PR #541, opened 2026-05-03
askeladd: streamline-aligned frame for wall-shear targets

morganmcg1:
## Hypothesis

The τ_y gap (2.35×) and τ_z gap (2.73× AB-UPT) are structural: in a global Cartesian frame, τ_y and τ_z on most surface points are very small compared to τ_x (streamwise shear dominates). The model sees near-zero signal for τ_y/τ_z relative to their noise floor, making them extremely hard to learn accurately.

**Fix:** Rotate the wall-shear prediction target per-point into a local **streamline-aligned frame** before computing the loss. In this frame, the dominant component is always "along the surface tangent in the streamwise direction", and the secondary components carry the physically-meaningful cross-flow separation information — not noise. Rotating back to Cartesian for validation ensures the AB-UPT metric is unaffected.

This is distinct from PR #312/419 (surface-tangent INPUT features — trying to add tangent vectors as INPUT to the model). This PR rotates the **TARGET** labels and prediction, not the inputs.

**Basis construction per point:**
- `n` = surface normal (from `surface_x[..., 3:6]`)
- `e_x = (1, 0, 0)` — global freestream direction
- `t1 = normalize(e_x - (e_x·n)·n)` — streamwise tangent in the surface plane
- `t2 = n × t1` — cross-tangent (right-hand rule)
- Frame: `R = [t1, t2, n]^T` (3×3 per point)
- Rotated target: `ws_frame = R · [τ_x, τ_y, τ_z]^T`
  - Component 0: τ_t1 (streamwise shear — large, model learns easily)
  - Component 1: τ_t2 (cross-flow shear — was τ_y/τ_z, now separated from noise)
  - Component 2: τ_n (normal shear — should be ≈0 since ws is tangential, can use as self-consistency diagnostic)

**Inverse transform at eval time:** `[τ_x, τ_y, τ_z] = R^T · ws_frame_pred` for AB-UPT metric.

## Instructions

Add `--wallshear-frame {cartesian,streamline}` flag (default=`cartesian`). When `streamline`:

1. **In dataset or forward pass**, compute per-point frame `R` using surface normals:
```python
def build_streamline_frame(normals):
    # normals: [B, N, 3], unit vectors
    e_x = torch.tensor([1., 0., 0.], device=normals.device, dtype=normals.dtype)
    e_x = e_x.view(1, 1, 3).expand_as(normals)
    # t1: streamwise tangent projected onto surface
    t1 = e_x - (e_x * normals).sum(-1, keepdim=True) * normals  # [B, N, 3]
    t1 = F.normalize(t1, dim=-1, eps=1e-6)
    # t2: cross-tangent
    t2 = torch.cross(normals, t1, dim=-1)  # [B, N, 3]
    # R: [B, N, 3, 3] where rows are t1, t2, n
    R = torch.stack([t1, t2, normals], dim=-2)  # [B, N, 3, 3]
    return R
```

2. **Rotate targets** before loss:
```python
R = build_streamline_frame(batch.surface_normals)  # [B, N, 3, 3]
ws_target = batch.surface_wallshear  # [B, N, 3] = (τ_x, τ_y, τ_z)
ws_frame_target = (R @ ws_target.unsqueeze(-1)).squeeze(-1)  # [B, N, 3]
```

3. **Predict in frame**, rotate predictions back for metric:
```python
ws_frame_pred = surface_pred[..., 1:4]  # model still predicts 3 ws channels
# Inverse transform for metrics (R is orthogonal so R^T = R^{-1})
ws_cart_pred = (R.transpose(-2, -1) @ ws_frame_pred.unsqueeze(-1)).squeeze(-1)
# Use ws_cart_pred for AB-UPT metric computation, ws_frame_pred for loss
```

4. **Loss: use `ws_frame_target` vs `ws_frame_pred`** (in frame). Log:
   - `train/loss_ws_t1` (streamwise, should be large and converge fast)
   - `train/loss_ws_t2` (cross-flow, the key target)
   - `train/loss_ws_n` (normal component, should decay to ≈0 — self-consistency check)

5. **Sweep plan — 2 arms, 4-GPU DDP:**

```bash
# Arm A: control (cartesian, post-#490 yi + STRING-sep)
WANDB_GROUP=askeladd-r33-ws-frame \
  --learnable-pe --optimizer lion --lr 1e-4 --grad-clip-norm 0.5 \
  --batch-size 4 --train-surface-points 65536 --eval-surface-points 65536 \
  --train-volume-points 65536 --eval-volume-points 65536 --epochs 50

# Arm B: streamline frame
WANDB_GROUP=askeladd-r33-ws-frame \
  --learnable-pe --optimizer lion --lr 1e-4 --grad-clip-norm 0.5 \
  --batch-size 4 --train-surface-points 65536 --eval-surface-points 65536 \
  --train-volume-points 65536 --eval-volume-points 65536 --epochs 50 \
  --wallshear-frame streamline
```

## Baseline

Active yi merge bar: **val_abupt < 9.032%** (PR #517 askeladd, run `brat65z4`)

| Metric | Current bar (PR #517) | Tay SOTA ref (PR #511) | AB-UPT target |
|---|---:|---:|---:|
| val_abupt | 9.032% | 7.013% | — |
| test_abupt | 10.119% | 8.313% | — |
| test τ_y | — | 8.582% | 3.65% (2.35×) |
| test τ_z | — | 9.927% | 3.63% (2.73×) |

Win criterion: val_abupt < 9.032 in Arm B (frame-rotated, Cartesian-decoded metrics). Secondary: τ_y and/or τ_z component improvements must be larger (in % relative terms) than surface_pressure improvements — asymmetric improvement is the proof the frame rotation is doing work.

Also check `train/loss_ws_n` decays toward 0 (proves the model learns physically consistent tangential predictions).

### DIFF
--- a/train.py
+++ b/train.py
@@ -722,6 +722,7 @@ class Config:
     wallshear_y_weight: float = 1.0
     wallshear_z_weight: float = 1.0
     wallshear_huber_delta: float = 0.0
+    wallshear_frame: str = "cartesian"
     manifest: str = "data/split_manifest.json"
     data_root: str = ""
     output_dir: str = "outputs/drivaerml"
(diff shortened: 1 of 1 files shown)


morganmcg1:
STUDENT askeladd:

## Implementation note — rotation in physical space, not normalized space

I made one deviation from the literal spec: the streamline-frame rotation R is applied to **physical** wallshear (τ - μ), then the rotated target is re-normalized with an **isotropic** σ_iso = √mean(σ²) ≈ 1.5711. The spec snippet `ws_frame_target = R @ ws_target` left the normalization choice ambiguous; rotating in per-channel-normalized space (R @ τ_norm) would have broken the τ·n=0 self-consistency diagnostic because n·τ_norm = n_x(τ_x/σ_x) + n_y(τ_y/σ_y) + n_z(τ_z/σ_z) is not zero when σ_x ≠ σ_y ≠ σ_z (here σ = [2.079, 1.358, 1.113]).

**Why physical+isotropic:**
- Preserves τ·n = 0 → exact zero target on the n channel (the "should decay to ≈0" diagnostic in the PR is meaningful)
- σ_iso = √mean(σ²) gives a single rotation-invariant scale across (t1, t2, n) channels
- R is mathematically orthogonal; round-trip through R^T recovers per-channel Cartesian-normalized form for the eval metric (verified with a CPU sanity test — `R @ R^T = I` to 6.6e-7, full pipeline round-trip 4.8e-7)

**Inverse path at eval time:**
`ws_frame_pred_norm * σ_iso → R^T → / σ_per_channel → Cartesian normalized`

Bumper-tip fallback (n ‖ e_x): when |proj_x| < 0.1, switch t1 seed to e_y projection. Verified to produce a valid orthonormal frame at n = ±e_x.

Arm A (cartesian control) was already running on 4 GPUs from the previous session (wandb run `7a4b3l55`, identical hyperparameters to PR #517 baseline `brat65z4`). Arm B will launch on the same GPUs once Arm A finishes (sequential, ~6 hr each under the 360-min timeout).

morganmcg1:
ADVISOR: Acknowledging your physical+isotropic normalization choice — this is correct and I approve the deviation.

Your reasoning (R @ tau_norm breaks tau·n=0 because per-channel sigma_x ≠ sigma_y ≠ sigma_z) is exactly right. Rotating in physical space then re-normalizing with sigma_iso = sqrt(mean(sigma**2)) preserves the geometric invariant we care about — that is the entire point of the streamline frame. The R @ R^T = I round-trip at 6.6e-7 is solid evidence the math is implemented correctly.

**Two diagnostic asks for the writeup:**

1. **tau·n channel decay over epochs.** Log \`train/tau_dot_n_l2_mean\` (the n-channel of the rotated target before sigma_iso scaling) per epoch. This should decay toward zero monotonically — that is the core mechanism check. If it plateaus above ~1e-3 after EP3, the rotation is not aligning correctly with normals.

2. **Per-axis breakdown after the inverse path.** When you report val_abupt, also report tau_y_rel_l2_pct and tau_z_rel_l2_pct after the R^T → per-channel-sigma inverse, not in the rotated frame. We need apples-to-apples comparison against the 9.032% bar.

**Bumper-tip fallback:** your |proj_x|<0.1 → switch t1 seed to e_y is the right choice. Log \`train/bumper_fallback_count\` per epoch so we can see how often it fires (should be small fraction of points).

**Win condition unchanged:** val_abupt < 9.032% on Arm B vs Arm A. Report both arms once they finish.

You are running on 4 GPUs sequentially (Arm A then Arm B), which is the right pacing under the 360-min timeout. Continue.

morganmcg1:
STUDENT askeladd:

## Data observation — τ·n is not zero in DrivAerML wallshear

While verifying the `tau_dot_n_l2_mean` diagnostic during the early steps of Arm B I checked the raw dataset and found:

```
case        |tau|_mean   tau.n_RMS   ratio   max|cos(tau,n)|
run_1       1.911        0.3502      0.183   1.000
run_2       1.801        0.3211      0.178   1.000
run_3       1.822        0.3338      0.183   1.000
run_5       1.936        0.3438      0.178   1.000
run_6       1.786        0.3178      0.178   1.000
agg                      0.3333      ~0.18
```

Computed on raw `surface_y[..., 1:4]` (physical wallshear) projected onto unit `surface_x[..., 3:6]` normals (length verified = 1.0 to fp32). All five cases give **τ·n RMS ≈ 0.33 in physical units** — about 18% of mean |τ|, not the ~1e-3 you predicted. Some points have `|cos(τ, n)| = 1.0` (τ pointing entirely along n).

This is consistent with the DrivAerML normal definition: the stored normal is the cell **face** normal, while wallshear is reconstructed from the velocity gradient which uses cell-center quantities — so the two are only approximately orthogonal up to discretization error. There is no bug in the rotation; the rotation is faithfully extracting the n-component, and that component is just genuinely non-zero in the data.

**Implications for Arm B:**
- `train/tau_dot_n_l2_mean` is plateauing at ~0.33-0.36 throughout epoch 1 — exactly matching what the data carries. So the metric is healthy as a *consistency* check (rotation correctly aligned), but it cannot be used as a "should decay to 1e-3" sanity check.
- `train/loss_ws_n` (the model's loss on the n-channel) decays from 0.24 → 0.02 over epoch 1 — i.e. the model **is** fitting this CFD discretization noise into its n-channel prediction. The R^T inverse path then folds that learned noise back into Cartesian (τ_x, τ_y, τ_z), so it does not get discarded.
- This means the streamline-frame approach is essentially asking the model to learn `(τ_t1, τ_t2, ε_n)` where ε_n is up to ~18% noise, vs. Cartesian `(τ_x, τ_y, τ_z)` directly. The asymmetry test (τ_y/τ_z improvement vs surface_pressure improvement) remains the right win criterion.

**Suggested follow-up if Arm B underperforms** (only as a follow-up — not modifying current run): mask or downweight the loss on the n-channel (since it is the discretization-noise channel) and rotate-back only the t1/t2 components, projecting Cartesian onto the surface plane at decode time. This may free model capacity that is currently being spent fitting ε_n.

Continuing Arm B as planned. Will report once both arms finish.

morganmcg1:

▶ _Required action_: From the line containing "for the writeup:**" down to the line containing "1. **tau·n channel" in the material above, reproduce every line exactly, including the two end lines.

▶ _Task solution_:
**Two diagnostic asks for the writeup:**

1. **tau·n channel decay over epochs.** Log \`train/tau_dot_n_l2_mean\` (the n-channel of the rotated target before sigma_iso scaling) per epoch. This should decay toward zero monotonically — that is the core mechanism check. If it plateaus above ~1e-3 after EP3, the rotation is not aligning correctly with normals.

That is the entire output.